*Data for analysis*:
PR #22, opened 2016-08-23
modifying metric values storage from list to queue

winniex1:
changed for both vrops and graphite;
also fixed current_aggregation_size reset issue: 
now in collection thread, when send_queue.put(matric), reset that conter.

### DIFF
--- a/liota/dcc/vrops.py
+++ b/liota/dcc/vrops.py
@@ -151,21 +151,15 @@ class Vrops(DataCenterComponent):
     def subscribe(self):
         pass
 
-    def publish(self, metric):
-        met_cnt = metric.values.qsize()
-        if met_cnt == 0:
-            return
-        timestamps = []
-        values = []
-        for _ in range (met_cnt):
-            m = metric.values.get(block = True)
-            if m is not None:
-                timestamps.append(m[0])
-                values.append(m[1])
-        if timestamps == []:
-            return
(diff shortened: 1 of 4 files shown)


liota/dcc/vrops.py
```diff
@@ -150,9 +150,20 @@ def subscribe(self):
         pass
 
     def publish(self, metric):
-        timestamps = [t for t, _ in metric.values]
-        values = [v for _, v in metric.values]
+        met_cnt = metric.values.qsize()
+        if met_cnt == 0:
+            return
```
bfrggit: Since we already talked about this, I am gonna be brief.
---
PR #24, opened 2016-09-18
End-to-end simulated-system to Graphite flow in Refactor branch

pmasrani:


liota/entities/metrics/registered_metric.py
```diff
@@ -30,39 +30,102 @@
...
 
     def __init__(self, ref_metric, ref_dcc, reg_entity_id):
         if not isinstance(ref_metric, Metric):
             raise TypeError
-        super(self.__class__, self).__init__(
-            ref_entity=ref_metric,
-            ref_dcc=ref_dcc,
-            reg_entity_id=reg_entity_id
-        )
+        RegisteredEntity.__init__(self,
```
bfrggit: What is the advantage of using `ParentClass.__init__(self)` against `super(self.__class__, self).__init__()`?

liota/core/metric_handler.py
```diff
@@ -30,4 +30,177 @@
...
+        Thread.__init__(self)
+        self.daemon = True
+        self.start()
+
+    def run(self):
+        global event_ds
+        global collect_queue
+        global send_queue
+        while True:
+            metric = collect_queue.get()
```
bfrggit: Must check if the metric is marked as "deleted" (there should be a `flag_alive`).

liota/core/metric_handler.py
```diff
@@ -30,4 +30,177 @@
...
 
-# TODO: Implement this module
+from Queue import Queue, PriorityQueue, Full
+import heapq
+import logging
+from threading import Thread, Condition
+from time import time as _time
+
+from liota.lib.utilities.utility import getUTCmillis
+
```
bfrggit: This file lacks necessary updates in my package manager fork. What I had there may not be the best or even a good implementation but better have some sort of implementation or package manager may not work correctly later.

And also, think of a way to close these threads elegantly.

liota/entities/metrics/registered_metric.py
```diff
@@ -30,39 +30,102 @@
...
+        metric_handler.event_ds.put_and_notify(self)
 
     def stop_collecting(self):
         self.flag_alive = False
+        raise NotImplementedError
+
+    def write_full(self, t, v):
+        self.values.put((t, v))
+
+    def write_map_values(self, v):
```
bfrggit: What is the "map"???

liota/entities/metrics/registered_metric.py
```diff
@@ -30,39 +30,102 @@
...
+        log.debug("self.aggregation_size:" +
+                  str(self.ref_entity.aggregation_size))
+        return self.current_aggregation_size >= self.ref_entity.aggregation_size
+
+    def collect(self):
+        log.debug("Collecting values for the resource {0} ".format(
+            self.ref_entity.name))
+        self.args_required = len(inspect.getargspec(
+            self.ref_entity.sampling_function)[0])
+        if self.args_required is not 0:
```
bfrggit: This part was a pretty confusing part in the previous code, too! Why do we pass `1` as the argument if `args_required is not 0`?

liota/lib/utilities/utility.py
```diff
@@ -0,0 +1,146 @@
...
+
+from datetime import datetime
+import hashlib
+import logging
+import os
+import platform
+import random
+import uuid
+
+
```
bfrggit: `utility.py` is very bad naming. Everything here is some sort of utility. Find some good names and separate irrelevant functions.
--
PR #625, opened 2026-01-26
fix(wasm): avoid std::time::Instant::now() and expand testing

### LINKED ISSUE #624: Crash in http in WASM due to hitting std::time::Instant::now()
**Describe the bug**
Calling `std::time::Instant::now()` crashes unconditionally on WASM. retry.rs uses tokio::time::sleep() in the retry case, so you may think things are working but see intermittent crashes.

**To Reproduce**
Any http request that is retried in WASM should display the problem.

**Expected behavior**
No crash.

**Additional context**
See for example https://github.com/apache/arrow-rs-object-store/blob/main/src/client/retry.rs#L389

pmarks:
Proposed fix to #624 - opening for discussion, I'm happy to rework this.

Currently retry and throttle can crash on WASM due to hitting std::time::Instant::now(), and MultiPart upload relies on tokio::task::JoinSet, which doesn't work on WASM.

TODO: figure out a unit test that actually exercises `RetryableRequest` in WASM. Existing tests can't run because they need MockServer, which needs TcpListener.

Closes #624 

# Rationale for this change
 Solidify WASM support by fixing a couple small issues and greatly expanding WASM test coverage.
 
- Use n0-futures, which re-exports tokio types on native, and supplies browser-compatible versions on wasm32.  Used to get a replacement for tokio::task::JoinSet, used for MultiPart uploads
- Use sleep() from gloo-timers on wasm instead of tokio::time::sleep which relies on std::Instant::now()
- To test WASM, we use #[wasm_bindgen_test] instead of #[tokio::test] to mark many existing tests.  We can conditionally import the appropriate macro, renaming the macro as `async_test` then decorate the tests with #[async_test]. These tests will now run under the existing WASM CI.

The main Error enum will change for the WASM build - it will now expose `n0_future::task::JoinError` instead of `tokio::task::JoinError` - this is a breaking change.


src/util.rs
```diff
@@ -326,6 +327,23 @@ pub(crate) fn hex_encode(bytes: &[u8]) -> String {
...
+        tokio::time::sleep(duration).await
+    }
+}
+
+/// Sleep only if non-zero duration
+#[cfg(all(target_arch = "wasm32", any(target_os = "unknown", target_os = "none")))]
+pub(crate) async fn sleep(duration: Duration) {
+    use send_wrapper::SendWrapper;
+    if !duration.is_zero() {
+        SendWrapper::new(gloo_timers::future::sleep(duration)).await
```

*What needs to be done*: The answer is the lines above between the line holding "Any http request" and the line holding "Currently retry and", inclusive, each written out exactly, and no others.

*Task output*:
Any http request that is retried in WASM should display the problem.

**Expected behavior**
No crash.

**Additional context**
See for example https://github.com/apache/arrow-rs-object-store/blob/main/src/client/retry.rs#L389

pmarks:
Proposed fix to #624 - opening for discussion, I'm happy to rework this.

Currently retry and throttle can crash on WASM due to hitting std::time::Instant::now(), and MultiPart upload relies on tokio::task::JoinSet, which doesn't work on WASM.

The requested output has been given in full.